***** PROVIDED ENTRIES

PR #5789, opened 2021-05-19
[modular] [danger!] Character Customization Colors now uses full depth RRGGBB hex instead of converting to RGB

NotRanged:
## About The Pull Request

Currently, when saving a color for anything in your character customization, it gets reduced from the #RRGGBB value you saved, to the depth of #RGB. For example, saving your wing color as #A46D2E would be stored as #AA6622 instead.

With this PR, colors are properly saved without such losses. This allows for a much, _much_ wider range of coloring and shading on your characters, especially noticeable with shades of black and white.

Danger PR because this makes changes to prefs and color saving, and reverting this might break people's colors. Nothing they can't fix by reselecting, but still.

## Why It's Good For The Game

Better customization.

## Changelog
:cl:
code: Selected colors for your character bodyparts are now stored at full hexadecimal depth, instead of duplicating the first hex character. Basically, it will no longer round to a different shade than the one you selected.
/:cl:

### DIFF
--- a/code/__HELPERS/~skyrat_helpers/unsorted.dm
+++ b/code/__HELPERS/~skyrat_helpers/unsorted.dm
@@ -13,3 +13,11 @@
 	M.Scale(squishx, squishy)
 	animate(src, transform = M, time = halftime, easing = BOUNCE_EASING)
 	animate(src, transform = OM, time = halftime, easing = BOUNCE_EASING)
+
+/proc/validate_mutant_RGB(color)
+	// 19-5-2021: making our customization work with RRGGBB instead of RGB would break every stored character without this. Whelp!
+	// This is because of how colors are now stored as RGB, with length 3. They need to become length 6, otherwise handling mutant matrixed color in species.dm breaks.
+	// It adds '00' as alpha to the end of the color, which would give it length 5, which readRGB() can't handle.
+	if(length(color) == 3)
+		color = sanitize_hexcolor(color, 6) // Turn the 3 length RGB into 6 length RRGGBB by duplicating the values.
+	return color
--- a/modular_skyrat/modules/customization/modules/client/preferences.dm
+++ b/modular_skyrat/modules/customization/modules/client/preferences.dm
@@ -1767,7 +1767,7 @@ GLOBAL_LIST_INIT(food, list(
 					if(new_color)
 						if(!loadout[path])
 							return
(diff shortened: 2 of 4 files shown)


KasparoVy:
@NotRanged I fucking love you, by the gods this has frustrated me to no end-- soooo much flexibility now! Thank you very, very much.

> Danger PR because this makes changes to prefs and color saving, and reverting this might break people's colors. Nothing they can't fix by reselecting, but still.

Might be able to run an SQL query which squashes the colours but that might be too much of a PITA.

Ideally this is merged and never reverted if it works like I think it does 😁

Draganfrukts:
imagen

Gandalf2k15:
I recall doing something like this before and it utterly fucked everything

Funce:
> It fucked everything until I added the helper proc and the extra 0 to the stuff in species.dm

_slaps forehead_
Of course, the Alpha Channel has to be two digits as well. That would explain it

Azarak:
i'd suggest properly converting all the colors to 6 and having savefile conversion instead of using that helper proc every time the colors are needed, it's unnessecary overhead and bad practice, plus it would allow the further use of short hex. The other instances where you've got color inputs to there are /datum/species/ procs that pass colors for all sorts of species

NotRanged:
> i'd suggest properly converting all the colors to 6 and having savefile conversion instead of using that helper proc every time the colors are needed, it's unnessecary overhead and bad practice, plus it would allow the further use of short hex. The other instances where you've got color inputs to there are /datum/species/ procs that pass colors for all sorts of species

Not sure how I'd handle savefile conversion for this, it'd have to make a check and save somewhere every time someone's savefile is loaded until everyone's colors are fixed?

Azarak:
> 
> 
> > i'd suggest properly converting all the colors to 6 and having savefile conversion instead of using that helper proc every time the colors are needed, it's unnessecary overhead and bad practice, plus it would allow the further use of short hex. The other instances where you've got color inputs to there are /datum/species/ procs that pass colors for all sorts of species
> 
> Not sure how I'd handle savefile conversion for this, it'd have to make a check and save somewhere every time someone's savefile is loaded until everyone's colors are fixed?

You'd keep a track of a savefile version to make sure you only run the conversion once. TG has one like that, but not to interfere with tg's conversions it may be wise to create one like that for skyrat stuff

Gandalf2k15:
Do as azarak says, discuss in discord.

PR #5712, opened 2021-05-15
[SEMIMODULAR] Station Names for each map!

FlamingLily:
## About The Pull Request
This PR changes the code for station names. Depending on config settings, station names can be preset (a la "Space Station 13) as they could before, they can be randomly generated, with split configs for standard random generation and holiday random generation, and the main feature of this PR, using the current map's name (in the map's .json) as the station's name.

For instance, if the map is "NSS Journey," this would make the station name, ICly, the "NSS Journey."
To be extra clear, there's two more config flags

HOLIDAYSTATIONNAMES which allows for randomly generating a holiday station name (note that holiday station names will override set names, both with the STATIONNAME flag, and the next flag. Standard name generation will also not generate holiday names if this flag is disabled)
and
MAP_STATIONNAME which takes the station_name value in the map's .json file and sets it to the station name. If this is enabled, it will override the STATIONNAME config. If there is no station_name, name generation will fall back on STATIONNAME or random generation

Note that this does not hinder the captain's ability to rename the station, if they so desire.

Obviously, "Delta station" isn't a very good name for our setting, so, each map's name has been updated accordingly (subject to change, with suggestions)
(Note: NSS = NanoTrasen Science Station, NSB = NanoTrasen Science Base)
Delta - NSS Pollux - courtesy of @Snakebittenn 
Meta - NSS Castor - courtesy of @Snakebittenn
Icebox - NSB Boreas - courtesy of @thestubborn 
Tram - NSS Gallivant
Kilo - NSS Unity (get it... cause it's... small... and cramped... so everyone's forced into unity 🤣 )

I have also edited the station name of each file to read NTS Pollux - (Delta Station). This preserves the original map name, for voting and status display, while providing the new name, too add flavour. NSS Journey has also gotten this treatment, being called "NSS Journey - (Skyrat Box Station)" in map_name, and remaining NSS Journey in the station_name

## Why It's Good For The Game
RP, flavour that doesn't break immersion and is more than random words (but also doesn't restrict that ability, via configs)

## Changelog
:cl:
add: Each map now has a unique name!
add: Delta station is now the NSS Pollux
add: Meta station is now the NSS Castor
add: Icebox is now the NSB Boreas
add: Tram is now the NsS Gallivant
add: Kilo is now the NSS Unity
config: Added new config flag - HOLIDAYSTATIONNAMES - allows/disallows generating random holiday station names
config: Added new config flag - MAP_AS_STATIONNAME - takes the aforementioned map names and makes the station name it, if enabled
/:cl:

PR #5796, opened 2021-05-20
[NonModular]  Better Random Station Names

YakumoChen:
## About The Pull Request
alternative to #5712
This is an attempt to make roundstart station name generation better. Includes holiday name config introduced in #5712

Station names now generate as:
["NS" (Nanotrasen Space/Science)] + [A Ship Type] [A Name] [Number/Numeral]
An example would be "NS Lab Ingenuity 8"
Vetted the naming strings to produce better, more "High RP" names.

## Why It's Good For The Game
Randomly generated names have charm and fighting over permanent map names is kind of silly.
Removes all the "Low RP" name generation. Old ship types had their bad ones cut. New names are mainly based on existing, real space probe / ship names + a few solar bodies and other spaceshipy names and can probably be filled out with even more names.

## Changelog
:cl: FlamingLily, YakumoChen
config: Added new config flag - HOLIDAYSTATIONNAMES - allows/disallows generating random holiday station names
server: Ship name generation changed to be more consistent and better for RP.
/:cl:


Arctaisia:
Doesn't align with what the lore team has, at least in draft, for space station names.

YakumoChen:
can you clarify

YakumoChen:
@Arctaisia I took the "T" out of the prefix, based on what you wrote in the other PR, but otherwise it seems to hold up to the same standard you outlined before.

I could just add another prefix chain if you want different roles to make it come out like "Nanotrasen Science Lab Voyager III" or "Nanotrasen Mining Orbital Jupiter Alpha" 

This is pretty much what strings lists are for. They're easy to edit text files.

tf-4:
Good change. This can be adjusted again ~~if~~ _when_ lore comes out, but this is a good stopgap. Current name gen is awful.

FlamingLily:
Y'know

We could do both

It just hit me, I've made sure all my edits are bound to configs, so if we really wanted, we could merge both and just have the configs set to _not_ pre-set names while we wait for lore

YakumoChen:
I considered that, which is why I didn't put that it closes your PR (although I don't like the renamed map files, which is most of the reason for making this PR)

Gandalf2k15:
We'll be fine without it. I'd rather keep the current layout

PR #5837, opened 2021-05-21
[NONMODULAR] Xenobio tone-back part I, thumbsdown emoji.

RatFromTheJungle:
## About The Pull Request
Tones back some of the power of xenobio, starting with 'immediate concerns.'

## Why It's Good For The Game

Xenobio has an absurd amount of individual power in one job, 'rng' or not (it's very easy to have most of what you'd want by 40m), this is step one to toning it back. (also featuring a stable cerulean clarification for obvious reasons)

## Changelog
:cl:
balance: nerfed goldcore mob spawn rates.
balance: nerfed regenerative cores. (used the legion effect as a stand-in for a better one in episode II)
change: changed cerulean cores 'respawn' text to be more in line with (vaguely) policy (prevents it from circumventing the respawns > '; x killed me' clause.)
/:cl:


ghost:
There was someone asking if the cores could keep some of the blood replenishment, at least to keep it above x amount of blood? It'd keep them more beneficial than just plain damages, but still be a debuff

Tokkihopp:
The first and last issues sound really good to me as someone who admittedly plays a lot of xenobio and should for sure be implemented imo. For the second issue, I agree that an aheal is probably too much, especially for permanent traumas! However, dropping it down to healing 25 health, a stam damage heal, and negating slowdown is a huge drop. As a xenobiologist, I'm not sure I'd ever be interested in creating regen cores if that was their function, and would especially not be interested in sliding one to the CMO, something that always felt like nice inter-discipline teamwork that is probably lost with the proposed change, as they wouldn't be meaningful to a medical staff already equipped with basic healing resources at just 25 damage. I'd personally advocate for cleaving off just the really offending parts, like permenant traumas, and maybe adding a time to activate to it so you had to wait 10 seconds after using it for it to work, to prevent it helping rambo-ing?

Tristrian:
Since feedback is allowed :
Okay for cerulean and gold changes.
Is there already a message in case you die with a slime clone too?
Also how about chilling cerulean effect which is intended to be a temporary clone you control and die with?

Altough for regenerative cores, I want first to clarify to the previous comments it doesn't heal permanent traumas as far I know (deep rooted works though), nor restore missing limbs and top of all, it doesn't revive.  It doesn't remove the mindshield either.

Otherwise I understand the reasons of the nerf (having an instant heal of all damage and wounds makes it very powerful in combat), it sadly nerfes passive usage like in medical, as Tokkihopp mentionned. Those cores had some unique usage to restore blood or heal wounds for example, which made an interdepartemental cooperation (considering how often people say that Xenobio stay in their lab).
Further more, the way how the rework is made encourages the crossbreed to become a "combat instant stim" instead, which Xenobio already has some variants like burning purple.
If the nerf was intended to hammer down the combat usages, a channeled action to use the item sounds like a good idea, on the same vibe a medic would use a patch/syringe/gel to heal someome else. And for combat application, either take cover, retreat, or combo with other extracts to put yourself in safety, or use instant variants instead.

RatFromTheJungle:
> Otherwise I understand the reasons of the nerf (having an instant heal of all damage and wounds makes it very powerful in combat), it sadly nerfes passive usage like in medical, as Tokkihopp mentionned. Those cores had some unique usage to restore blood or heal wounds for example, which made an interdepartemental cooperation (considering how often people say that Xenobio stay in their lab).
> Further more, the way how the rework is made encourages the crossbreed to become a "combat instant stim" instead, which Xenobio already has some variants like burning purple.
> If the nerf was intended to hammer down the combat usages, a channeled action to use the item sounds like a good idea, on the same vibe a medic would use a patch/syringe/gel to heal someome else. And for combat application, either take cover, retreat, or combo with other extracts to put yourself in safety, or use instant variants instead.

I actually really like the idea of a timed use on second thought, and am mildly disappointed I didn't even think about that when doing it.
The only flaw being, I'm criminally stupid, and xenobio code isn't particularly 'helpful' (ancient), but this is what bootlegging was made for.

RatFromTheJungle:
regenerative will be in part II, because I'll have to refractor the whole deal for what I wanna do.

GoldenAlpharex:
> I actually really like the idea of a timed use on second thought, and am mildly disappointed I didn't even think about that when doing it.
> The only flaw being, I'm criminally stupid, and xenobio code isn't particularly 'helpful' (ancient), but this is what bootlegging was made for.

Let's talk more about this when I'm done with work today, I'm sure that we can come up with some more interesting mechanics for the regenerative cores like we talked about together yesterday, I've even got some more ideas. I'll hit you up on Discord about it or something.

Tokkihopp:
I'd be quite happy with either a channeled effect in exange for something similar to what we have now, or breaking all of the different things it heals into different colors for the crossbreeds, both sound like ok approaches that don't neuter its use in medical while toning down the mid combat full heal. 

As an aside, is it reasonable for a xenobio scientist feeling their stab cerulean activate and suddenly being in their locker to, knowing what that core does, assume they've somehow met their demise? "X killed me" is bad and should be clarified against, but it seems like "i have died" is a reasonable assessment for anyone with xenobio knowledge to make after that core activates and warps them to their backup. Not sure if that is what's intended by the current text or not.

Gandalf2k15:
Let's not start balance hell in these trying times.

**********

[WORK INSTRUCTION]: From the records above, return each line where "takes" occurs.

[TASK RESPONSE]:
MAP_STATIONNAME which takes the station_name value in the map's .json file and sets it to the station name. If this is enabled, it will override the STATIONNAME config. If there is no station_name, name generation will fall back on STATIONNAME or random generation
config: Added new config flag - MAP_AS_STATIONNAME - takes the aforementioned map names and makes the station name it, if enabled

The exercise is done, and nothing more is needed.